(Excerpts from a dataset)

• • • • • • •

PR #4418, opened 2026-04-28
configure.ac: use AC_PROG_AR

lanodan:
This way AR is properly queried for including when cross-compiling
where a more graceful fallback than "ar" is needed.

### DIFF
--- a/configure.ac
+++ b/configure.ac
@@ -267,7 +267,8 @@ gl_EARLY
 
 AC_ARG_VAR(RANLIB,[ranlib command or path])
 AC_PROG_RANLIB
-PRETTY_ARG_VAR([AR], [ar command or path], [ar])
+AC_ARG_VAR(AR,[ar command or path])
+AM_PROG_AR
 AC_C_BIGENDIAN
 
 if test "$cross_compiling" = "yes"; then


masatake:
Many checks failed.

leleliu008:
@lanodan You may want to use `AM_PROG_AR ` rather than `AC_PROG_AR`,  `AC_PROG_AR` was introduced in `autoconf-2.72`

leleliu008:
I think this would be better:

```patch
index 1ed5359e0..29e45f992 100644
--- a/configure.ac
+++ b/configure.ac
@@ -265,9 +265,14 @@ AC_C_INLINE
 #  Typically, this is immediately after AC_PROG_CC, ...
 gl_EARLY
 
+# AC_PROG_AR was introduced in autoconf-2.72
+# AM_PROG_AR was introduced in automake-1.12.0
+# https://lists.gnu.org/archive/html/automake/2012-05/msg00014.html
+m4_ifdef([AC_PROG_AR], [AC_PROG_AR], [m4_ifdef([AM_PROG_AR], [AM_PROG_AR])])
+AC_ARG_VAR([AR], [ar command or path])
 AC_ARG_VAR(RANLIB,[ranlib command or path])
 AC_PROG_RANLIB
-PRETTY_ARG_VAR([AR], [ar command or path], [ar])
+
 AC_C_BIGENDIAN
 
 if test "$cross_compiling" = "yes"; then

```

PR #4425, opened 2026-05-12
fixup! JavaScript: ignore calls to prototype function

masatake:
In cd70c7cc2b782e168557c84f5bc3f87c48c89a52, Masatake put a test case for the JavaScript parser to wrong place, directly under Units/.


masatake:
@jafl Sorry, I made a mistake as you pointed out.

jafl (approved):

PR #6366, opened 2026-05-14
Fix file loading bug in UI redesign

jbrunton96:
# Description of Changes
UI redesign staging branch has a nasty bug where if the quick key is the same for two files in the history, it's impossible to load the second file, and the UI just hangs. It's also conflicting with main and the Playwright tests are failing, so fix them too.

> [!note]
> To reviewers: Only the last two commits need reviewing. Everything else is just commits from main.


ConnorYoh (approved):

ConnorYoh:
Do we need the quick key pattern at all now? Is it used elsewhere?

reecebrowne (approved):

jbrunton96:
> Do we need the quick key pattern at all now? Is it used elsewhere?

Yeah it's still used in a couple other places in the code for deduplicating stuff, but tbh I'd not be surprised if it'll cause bugs there as well. I can't remember exactly why we needed quick keys and why the full file IDs that we have weren't accurate or quick enough (maybe the full IDs came later, dunno). I'd have thought the right way to deal with this would be to just have one type of key, which is a UUID or something and stored in indexeddb alongside the rest of the file data and then we just use that everywhere because that should be instant. I could easily be overlooking something obvious though, I've not worked with that stuff super closely for a while. Maybe @reecebrowne has some thoughts. For a dfiferent PR anyway, because they are genuinely still used elsewhere at this stage.

PR #6408, opened 2026-05-21
Feature/add agents UI to proprietary

EthanHealy01:
To test, set the aiEngine enabled flag to true in settings.yml and you should see the agents chat on the right, above the tools.

Screenshot 2026-05-21 at 4 07 18 PM

Screenshot 2026-05-21 at 4 07 45 PM


Frooodle:
We are not shipping the engine to users yet but settings.yml is public facing... we should not have it here yet

PR #6440, opened 2026-05-25
fix(frontend): handle non-string Axios response headers after axios 1.16.1 upgrade

Ludy87:
# Description of Changes

This PR updates the frontend Axios dependency from `1.15.0` to `1.16.1` and fixes related TypeScript/runtime compatibility issues caused by stricter response header typing introduced in newer Axios versions. :contentReference[oaicite:0]{index=0}

## What was changed

- Upgraded `axios` from `1.15.0` to `1.16.1`
- Added a new utility helper:
  - `frontend/editor/src/core/utils/httpHeaderUtils.ts`
- Replaced direct response header access patterns with safe string extraction using `getHeaderString(...)`
- Updated all affected frontend editor and proprietary share-link related flows to use the new helper:
  - `FileSelectorPicker`
  - `FileManagerContext`
  - `FilesModalContext`
  - `signatureStorageService`
  - `ShareLinkLoader`
  - `shareLinkImport`
- Updated lockfile dependencies introduced by the Axios upgrade

## Why the change was made

Axios `1.16.1` introduces stricter and more complex response header typings, where header values may no longer always be plain strings. Existing code assumed direct string access for headers such as:

- `content-type`
- `content-disposition`

This caused type-safety and compatibility issues in multiple frontend flows involving:
- shared file imports
- bundle extraction
- file downloads
- signature image handling

The new `getHeaderString` utility centralizes safe header normalization and prevents invalid non-string values from propagating into downstream parsing logic.

---

### General

### Documentation

### Testing (if applicable)


suzunn:
I like centralizing this behind `getHeaderString`; it makes the Axios upgrade much less noisy in the call sites. One edge I would still cover before merging is the helper's exact behavior for `AxiosHeaders`/array-shaped values in tests. The current helper intentionally drops anything non-string, which is safe, but it also means a future response that exposes a header as `string[]` will silently fall back to `shared-file` or the default MIME type.

A small unit test around `content-disposition`, `content-type`, `undefined`, and an array value would lock down that contract and make it clear whether arrays should be ignored or normalized with the first value. That would be especially useful because this helper now sits on the filename parsing path for share-link imports and bundle extraction.

PR #6464, opened 2026-05-28
PAYG: hash-lineage detection primitives (modular extractor / store / detector)

ConnorYoh:
## What this is

Three orthogonal interfaces — each with one production impl — for detecting whether an incoming tool call should join an existing process via content-hash lineage. Groundwork for PR-I7a: nothing in this PR calls the detector yet; the ingress/egress filter that wires it into every controller lands separately.

Built to be modular along three axes. Swapping any of them should not require changes elsewhere:

| Axis | Interface | V1 impl | Plausible future impl |
|---|---|---|---|
| Hash algorithm | `LineageSignatureExtractor` | `ByteHashSignatureExtractor` (SHA-256) | `PdfMetadataSignatureExtractor` (PDF `/ID`, content-stream hash) |
| Storage backend | `JobLineageStore` | `JpaJobLineageStore` | `RedisJobLineageStore` |
| Matching policy | `HashLineageDetector` | `DefaultHashLineageDetector` | strategy-driven variant (any-match-joins for multi-input — lives in JobService) |

### `LineageSignatureExtractor` — what counts as a fingerprint

```java
public interface LineageSignatureExtractor {
    Set<LineageSignature> extract(Path file) throws IOException;
    String name();
}
```

File-based (not stream-based) so a future PDF-aware extractor can open the same file via jpdfium / PDFBox and pull `/ID[0]` or a content-stream hash. Multiple extractors compose at the detector layer — Spring auto-wires all `LineageSignatureExtractor` beans, the detector unions their results.

Production impl: **`ByteHashSignatureExtractor`** — SHA-256 over the file via 64 KiB-buffered `DigestInputStream`. Hardware-accelerated by the JVM (Intel SHA-NI, ARM SHA).

### `JobLineageStore` — where signatures live

```java
public interface JobLineageStore {
    void record(UUID jobId, Set<LineageSignature> signatures, ArtifactKind kind);
    Optional<LineageMatch> findOpenJobForSignatures(Long userId, Set<LineageSignature> candidates, Duration window);
    int pruneOlderThan(Instant cutoff);
}
```

Knows nothing about storage technology. Production impl **`JpaJobLineageStore`** runs a single joined query against `job_artifact_hash` ⋈ `processing_job` — status + window filtering happen at the database. The query is bounded by `Limit.of(1)` on the hot path so a job set sharing a popular signature doesn't materialise unwanted rows. A future `RedisJobLineageStore` (or write-through hybrid) is a drop-in.

### `HashLineageDetector` — the high-level API

```java
public interface HashLineageDetector {
    Optional<LineageMatch> detect(Long userId, Path inputFile) throws IOException;
    void record(UUID jobId, Path file, ArtifactKind kind) throws IOException;
}
```

**`DefaultHashLineageDetector`** delegates extraction to every registered `LineageSignatureExtractor`, storage to the configured `JobLineageStore`, and reads `payg.lineage.workflow-window` (default `PT5M`) from config. When a single extractor throws (e.g. a future PDF-aware extractor against a malformed PDF), the other extractors still contribute — failures don't block the byte-hash from landing.

## Profile gating

All three `@Component` beans (`JpaJobLineageStore`, `ByteHashSignatureExtractor`, `DefaultHashLineageDetector`) are `@Profile("saas")` — consistent with every other `:saas` bean. Without this guard the JPA store would fail to wire against its profile-gated repository in non-saas profiles that pull `:saas` onto the classpath.

## Tests

Run entirely in-memory; no database required.

- **`LineageSignatureTest`** — storage-key encoding round-trips, rejects malformed `"type:value"` keys.
- **`ByteHashSignatureExtractorTest`** — identical bytes → identical sigs; empty file hashes to the well-known SHA-256-of-empty constant; 10 MiB file streams without OOM.
- **`DefaultHashLineageDetectorTest`** — same-user / within-window / status=OPEN filtering, multi-signature matching (one extractor sees `pdf-id` and matches even when bytes differ), most-recent-job-wins, record+detect round-trip, extractor-throwing-doesn't-break-others.

**`InMemoryJobLineageStore`** (in test sources) implements the same `JobLineageStore` interface as the JPA impl, plus a `registerJob` hook for tests to model job state. Same contract — proves the abstraction is portable. When the Redis impl lands it gets the same contract tests.

## What's not in this PR (deliberate)

- The tool ingress/egress filter that wires the detector into every controller — separate, focused review.
- `JobChargeService.openProcess()` — uses the detector, part of the charging machinery, separate PR.
- Prune scheduler that calls `pruneOlderThan` — small follow-up alongside the `shedlock` foundational table.
- PDF-aware extractor (`PdfMetadataSignatureExtractor`) — to be added when we measure how often byte-hash-only misses real workflows.
- Multi-input "any-match-joins" lineage policy — that's a `JobService` decision (PR-I7), not a primitive.

## Self-review pass applied

An independent code-review on this PR caught:

- **HIGH:** Missing `@Profile("saas")` on the three `@Component` beans → fixed.
- **MEDIUM:** `pruneOlderThan` missing `@Transactional` (its `@Modifying` query would have thrown `InvalidDataAccessApiUsageException`) → fixed.
- **MEDIUM:** `findOpenJobsForSignatures` fetching the whole match set just to `get(0)` → now takes `Limit`, JPA store passes `Limit.of(1)` on the hot path.
- **LOW:** `InMemoryJobLineageStore` used both `synchronized` methods and `ConcurrentHashMap` → dropped the redundant `ConcurrentHashMap`.

Deferred: project-wide UTC unification (`LocalDateTime.now()` system-zone is the established convention; flipping one file mid-stack caused a real test failure — proper fix needs its own audit).

## Rollback

Straight `git revert`. No callers yet; deleting these classes wouldn't break anything.

---

## Checklist

- [x] Tests pass: `ENABLE_SAAS=true ./gradlew :saas:test`
- [x] No new warnings
- [x] Self-review performed (HIGH + MEDIUM findings addressed)

### DIFF
--- a/app/saas/src/main/java/stirling/software/saas/payg/lineage/ByteHashSignatureExtractor.java
+++ b/app/saas/src/main/java/stirling/software/saas/payg/lineage/ByteHashSignatureExtractor.java
@@ -10,6 +10,7 @@ import java.security.NoSuchAlgorithmException;
 import java.util.HexFormat;
 import java.util.Set;
 
+import org.springframework.context.annotation.Profile;
 import org.springframework.stereotype.Component;
 
 /**
@@ -22,6 +23,7 @@ import org.springframework.stereotype.Component;
  * at the detector layer, no interaction needed here.
  */
 @Component
+@Profile("saas")
 public class ByteHashSignatureExtractor implements LineageSignatureExtractor {
 
     private static final String ALGORITHM = "SHA-256";
--- a/app/saas/src/main/java/stirling/software/saas/payg/lineage/ByteHashSignatureExtractor.java
+++ b/app/saas/src/main/java/stirling/software/saas/payg/lineage/ByteHashSignatureExtractor.java
@@ -1,0 +1,59 @@
+package stirling.software.saas.payg.lineage;
+
+import java.io.IOException;
+import java.io.InputStream;
+import java.nio.file.Files;
+import java.nio.file.Path;
+import java.security.DigestInputStream;
+import java.security.MessageDigest;
+import java.security.NoSuchAlgorithmException;
+import java.util.HexFormat;
+import java.util.Set;
+
+import org.springframework.stereotype.Component;
+
+/**
+ * SHA-256 of the file's bytes. The simplest universally-applicable signature — works for every
+ * content type, doesn't parse, doesn't allocate proportional to file size (fixed 64 KiB read
+ * buffer), hardware-accelerated by the JVM on modern hardware (Intel SHA-NI, ARM SHA extensions).
+ *
+ * <p>Always returns exactly one {@link LineageSignature} of type {@code "sha256"}. A future {@code
+ * PdfMetadataSignatureExtractor} would be a separate bean and add its own signature type — composed
+ * at the detector layer, no interaction needed here.
+ */
+@Component
+public class ByteHashSignatureExtractor implements LineageSignatureExtractor {
+
+    private static final String ALGORITHM = "SHA-256";
+    private static final String SIGNATURE_TYPE = "sha256";
+    private static final int BUFFER_SIZE = 64 * 1024;
+
+    @Override
+    public Set<LineageSignature> extract(Path file) throws IOException {
+        MessageDigest digest = newDigest();
+        try (InputStream raw = Files.newInputStream(file);
+                DigestInputStream in = new DigestInputStream(raw, digest)) {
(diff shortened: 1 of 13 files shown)


Frooodle (approved):

jbrunton96 (approved):
Yeah nice one. I like that you've got the tests running in memory, nice way of doing it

• • • • • • •

[Task requirements]
Looking at the data above, return every line from the one with "This PR updates" down to the one with "## Why the change was made", exactly and inclusively.

[Task output]
This PR updates the frontend Axios dependency from `1.15.0` to `1.16.1` and fixes related TypeScript/runtime compatibility issues caused by stricter response header typing introduced in newer Axios versions. :contentReference[oaicite:0]{index=0}

## What was changed

- Upgraded `axios` from `1.15.0` to `1.16.1`
- Added a new utility helper:
  - `frontend/editor/src/core/utils/httpHeaderUtils.ts`
- Replaced direct response header access patterns with safe string extraction using `getHeaderString(...)`
- Updated all affected frontend editor and proprietary share-link related flows to use the new helper:
  - `FileSelectorPicker`
  - `FileManagerContext`
  - `FilesModalContext`
  - `signatureStorageService`
  - `ShareLinkLoader`
  - `shareLinkImport`
- Updated lockfile dependencies introduced by the Axios upgrade

## Why the change was made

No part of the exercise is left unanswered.